▸ **Exercise requirements**: Could you restate the data word for word?

□ □ □ □

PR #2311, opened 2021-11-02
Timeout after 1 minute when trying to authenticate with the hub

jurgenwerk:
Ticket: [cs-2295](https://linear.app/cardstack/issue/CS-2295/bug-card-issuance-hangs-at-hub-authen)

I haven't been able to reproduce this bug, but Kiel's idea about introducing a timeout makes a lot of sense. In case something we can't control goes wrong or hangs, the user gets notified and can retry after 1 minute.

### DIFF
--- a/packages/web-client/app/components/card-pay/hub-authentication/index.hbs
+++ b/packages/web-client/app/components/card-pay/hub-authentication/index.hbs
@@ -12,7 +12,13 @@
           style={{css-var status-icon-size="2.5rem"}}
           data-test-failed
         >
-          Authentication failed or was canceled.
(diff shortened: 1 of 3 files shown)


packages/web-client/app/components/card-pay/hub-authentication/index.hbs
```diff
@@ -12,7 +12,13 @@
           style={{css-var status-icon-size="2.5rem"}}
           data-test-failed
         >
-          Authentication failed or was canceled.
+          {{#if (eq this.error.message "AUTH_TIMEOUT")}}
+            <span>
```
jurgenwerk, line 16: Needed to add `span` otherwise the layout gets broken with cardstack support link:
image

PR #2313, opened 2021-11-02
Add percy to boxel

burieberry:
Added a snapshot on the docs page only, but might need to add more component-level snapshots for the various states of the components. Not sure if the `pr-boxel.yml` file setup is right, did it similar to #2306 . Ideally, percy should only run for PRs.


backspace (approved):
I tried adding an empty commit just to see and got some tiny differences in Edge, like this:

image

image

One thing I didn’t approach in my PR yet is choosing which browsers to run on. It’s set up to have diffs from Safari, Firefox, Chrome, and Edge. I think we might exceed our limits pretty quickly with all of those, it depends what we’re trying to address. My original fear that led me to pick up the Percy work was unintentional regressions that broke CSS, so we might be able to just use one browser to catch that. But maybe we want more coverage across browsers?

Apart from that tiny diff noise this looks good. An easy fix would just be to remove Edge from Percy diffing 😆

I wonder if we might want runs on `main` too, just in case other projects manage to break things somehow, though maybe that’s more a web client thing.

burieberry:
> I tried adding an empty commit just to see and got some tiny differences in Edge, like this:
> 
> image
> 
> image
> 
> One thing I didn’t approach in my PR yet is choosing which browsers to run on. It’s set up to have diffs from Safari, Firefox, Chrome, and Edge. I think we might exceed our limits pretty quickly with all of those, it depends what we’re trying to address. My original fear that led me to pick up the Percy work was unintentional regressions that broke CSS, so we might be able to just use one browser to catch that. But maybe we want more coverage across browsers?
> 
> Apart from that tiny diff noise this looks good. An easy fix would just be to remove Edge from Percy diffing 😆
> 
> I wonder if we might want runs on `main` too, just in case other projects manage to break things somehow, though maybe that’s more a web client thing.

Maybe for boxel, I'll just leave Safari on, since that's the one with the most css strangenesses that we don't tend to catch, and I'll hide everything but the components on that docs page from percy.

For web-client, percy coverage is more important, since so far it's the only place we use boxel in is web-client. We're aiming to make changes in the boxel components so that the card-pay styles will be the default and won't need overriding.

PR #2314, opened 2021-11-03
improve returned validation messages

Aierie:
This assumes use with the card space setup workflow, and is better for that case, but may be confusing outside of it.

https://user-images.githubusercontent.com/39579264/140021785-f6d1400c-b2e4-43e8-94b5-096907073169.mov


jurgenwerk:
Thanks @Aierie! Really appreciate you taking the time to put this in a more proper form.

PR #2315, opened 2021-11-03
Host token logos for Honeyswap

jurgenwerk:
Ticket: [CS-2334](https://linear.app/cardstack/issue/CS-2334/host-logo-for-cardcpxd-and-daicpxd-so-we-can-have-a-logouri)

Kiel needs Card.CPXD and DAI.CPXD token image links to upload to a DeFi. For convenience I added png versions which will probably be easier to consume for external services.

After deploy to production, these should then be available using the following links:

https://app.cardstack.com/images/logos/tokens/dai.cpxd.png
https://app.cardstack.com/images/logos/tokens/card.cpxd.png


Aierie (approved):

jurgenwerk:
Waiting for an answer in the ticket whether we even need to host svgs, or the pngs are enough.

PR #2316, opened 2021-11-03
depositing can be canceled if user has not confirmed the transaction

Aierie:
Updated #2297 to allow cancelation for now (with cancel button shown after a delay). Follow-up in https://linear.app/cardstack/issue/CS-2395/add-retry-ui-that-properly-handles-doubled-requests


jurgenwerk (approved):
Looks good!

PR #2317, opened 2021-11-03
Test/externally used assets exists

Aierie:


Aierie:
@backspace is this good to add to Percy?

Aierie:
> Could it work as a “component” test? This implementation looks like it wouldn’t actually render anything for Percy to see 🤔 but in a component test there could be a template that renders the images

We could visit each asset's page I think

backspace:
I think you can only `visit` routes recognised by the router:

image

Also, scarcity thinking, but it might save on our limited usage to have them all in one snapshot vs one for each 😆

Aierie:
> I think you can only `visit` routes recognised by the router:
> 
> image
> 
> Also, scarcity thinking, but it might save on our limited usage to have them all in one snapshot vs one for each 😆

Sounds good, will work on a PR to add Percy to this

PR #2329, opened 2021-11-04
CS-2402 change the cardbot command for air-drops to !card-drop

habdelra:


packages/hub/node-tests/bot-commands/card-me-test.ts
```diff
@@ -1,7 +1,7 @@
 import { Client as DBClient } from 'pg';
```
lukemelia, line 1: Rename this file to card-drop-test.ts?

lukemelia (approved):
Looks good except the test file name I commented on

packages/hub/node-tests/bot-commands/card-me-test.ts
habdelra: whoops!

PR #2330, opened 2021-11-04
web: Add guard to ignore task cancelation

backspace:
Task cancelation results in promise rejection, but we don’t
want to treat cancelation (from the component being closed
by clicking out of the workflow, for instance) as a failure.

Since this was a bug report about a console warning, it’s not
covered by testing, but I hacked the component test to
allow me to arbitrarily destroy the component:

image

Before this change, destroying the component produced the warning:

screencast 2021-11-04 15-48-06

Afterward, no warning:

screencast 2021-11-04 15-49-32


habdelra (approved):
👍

□ □ □ □

▸ **Solution**:
PR #2311, opened 2021-11-02
Timeout after 1 minute when trying to authenticate with the hub

jurgenwerk:
Ticket: [cs-2295](https://linear.app/cardstack/issue/CS-2295/bug-card-issuance-hangs-at-hub-authen)

I haven't been able to reproduce this bug, but Kiel's idea about introducing a timeout makes a lot of sense. In case something we can't control goes wrong or hangs, the user gets notified and can retry after 1 minute.

### DIFF
--- a/packages/web-client/app/components/card-pay/hub-authentication/index.hbs
+++ b/packages/web-client/app/components/card-pay/hub-authentication/index.hbs
@@ -12,7 +12,13 @@
           style={{css-var status-icon-size="2.5rem"}}
           data-test-failed
         >
-          Authentication failed or was canceled.
(diff shortened: 1 of 3 files shown)


packages/web-client/app/components/card-pay/hub-authentication/index.hbs
```diff
@@ -12,7 +12,13 @@
           style={{css-var status-icon-size="2.5rem"}}
           data-test-failed
         >
-          Authentication failed or was canceled.
+          {{#if (eq this.error.message "AUTH_TIMEOUT")}}
+            <span>
```
jurgenwerk, line 16: Needed to add `span` otherwise the layout gets broken with cardstack support link:
image

PR #2313, opened 2021-11-02
Add percy to boxel

burieberry:
Added a snapshot on the docs page only, but might need to add more component-level snapshots for the various states of the components. Not sure if the `pr-boxel.yml` file setup is right, did it similar to #2306 . Ideally, percy should only run for PRs.


backspace (approved):
I tried adding an empty commit just to see and got some tiny differences in Edge, like this:

image

image

One thing I didn’t approach in my PR yet is choosing which browsers to run on. It’s set up to have diffs from Safari, Firefox, Chrome, and Edge. I think we might exceed our limits pretty quickly with all of those, it depends what we’re trying to address. My original fear that led me to pick up the Percy work was unintentional regressions that broke CSS, so we might be able to just use one browser to catch that. But maybe we want more coverage across browsers?

Apart from that tiny diff noise this looks good. An easy fix would just be to remove Edge from Percy diffing 😆

I wonder if we might want runs on `main` too, just in case other projects manage to break things somehow, though maybe that’s more a web client thing.

burieberry:
> I tried adding an empty commit just to see and got some tiny differences in Edge, like this:
> 
> image
> 
> image
> 
> One thing I didn’t approach in my PR yet is choosing which browsers to run on. It’s set up to have diffs from Safari, Firefox, Chrome, and Edge. I think we might exceed our limits pretty quickly with all of those, it depends what we’re trying to address. My original fear that led me to pick up the Percy work was unintentional regressions that broke CSS, so we might be able to just use one browser to catch that. But maybe we want more coverage across browsers?
> 
> Apart from that tiny diff noise this looks good. An easy fix would just be to remove Edge from Percy diffing 😆
> 
> I wonder if we might want runs on `main` too, just in case other projects manage to break things somehow, though maybe that’s more a web client thing.

Maybe for boxel, I'll just leave Safari on, since that's the one with the most css strangenesses that we don't tend to catch, and I'll hide everything but the components on that docs page from percy.

For web-client, percy coverage is more important, since so far it's the only place we use boxel in is web-client. We're aiming to make changes in the boxel components so that the card-pay styles will be the default and won't need overriding.

PR #2314, opened 2021-11-03
improve returned validation messages

Aierie:
This assumes use with the card space setup workflow, and is better for that case, but may be confusing outside of it.

https://user-images.githubusercontent.com/39579264/140021785-f6d1400c-b2e4-43e8-94b5-096907073169.mov


jurgenwerk:
Thanks @Aierie! Really appreciate you taking the time to put this in a more proper form.

PR #2315, opened 2021-11-03
Host token logos for Honeyswap

jurgenwerk:
Ticket: [CS-2334](https://linear.app/cardstack/issue/CS-2334/host-logo-for-cardcpxd-and-daicpxd-so-we-can-have-a-logouri)

Kiel needs Card.CPXD and DAI.CPXD token image links to upload to a DeFi. For convenience I added png versions which will probably be easier to consume for external services.

After deploy to production, these should then be available using the following links:

https://app.cardstack.com/images/logos/tokens/dai.cpxd.png
https://app.cardstack.com/images/logos/tokens/card.cpxd.png


Aierie (approved):

jurgenwerk:
Waiting for an answer in the ticket whether we even need to host svgs, or the pngs are enough.

PR #2316, opened 2021-11-03
depositing can be canceled if user has not confirmed the transaction

Aierie:
Updated #2297 to allow cancelation for now (with cancel button shown after a delay). Follow-up in https://linear.app/cardstack/issue/CS-2395/add-retry-ui-that-properly-handles-doubled-requests


jurgenwerk (approved):
Looks good!

PR #2317, opened 2021-11-03
Test/externally used assets exists

Aierie:


Aierie:
@backspace is this good to add to Percy?

Aierie:
> Could it work as a “component” test? This implementation looks like it wouldn’t actually render anything for Percy to see 🤔 but in a component test there could be a template that renders the images

We could visit each asset's page I think

backspace:
I think you can only `visit` routes recognised by the router:

image

Also, scarcity thinking, but it might save on our limited usage to have them all in one snapshot vs one for each 😆

Aierie:
> I think you can only `visit` routes recognised by the router:
> 
> image
> 
> Also, scarcity thinking, but it might save on our limited usage to have them all in one snapshot vs one for each 😆

Sounds good, will work on a PR to add Percy to this

PR #2329, opened 2021-11-04
CS-2402 change the cardbot command for air-drops to !card-drop

habdelra:


packages/hub/node-tests/bot-commands/card-me-test.ts
```diff
@@ -1,7 +1,7 @@
 import { Client as DBClient } from 'pg';
```
lukemelia, line 1: Rename this file to card-drop-test.ts?

lukemelia (approved):
Looks good except the test file name I commented on

packages/hub/node-tests/bot-commands/card-me-test.ts
habdelra: whoops!

PR #2330, opened 2021-11-04
web: Add guard to ignore task cancelation

backspace:
Task cancelation results in promise rejection, but we don’t
want to treat cancelation (from the component being closed
by clicking out of the workflow, for instance) as a failure.

Since this was a bug report about a console warning, it’s not
covered by testing, but I hacked the component test to
allow me to arbitrarily destroy the component:

image

Before this change, destroying the component produced the warning:

screencast 2021-11-04 15-48-06

Afterward, no warning:

screencast 2021-11-04 15-49-32


habdelra (approved):
👍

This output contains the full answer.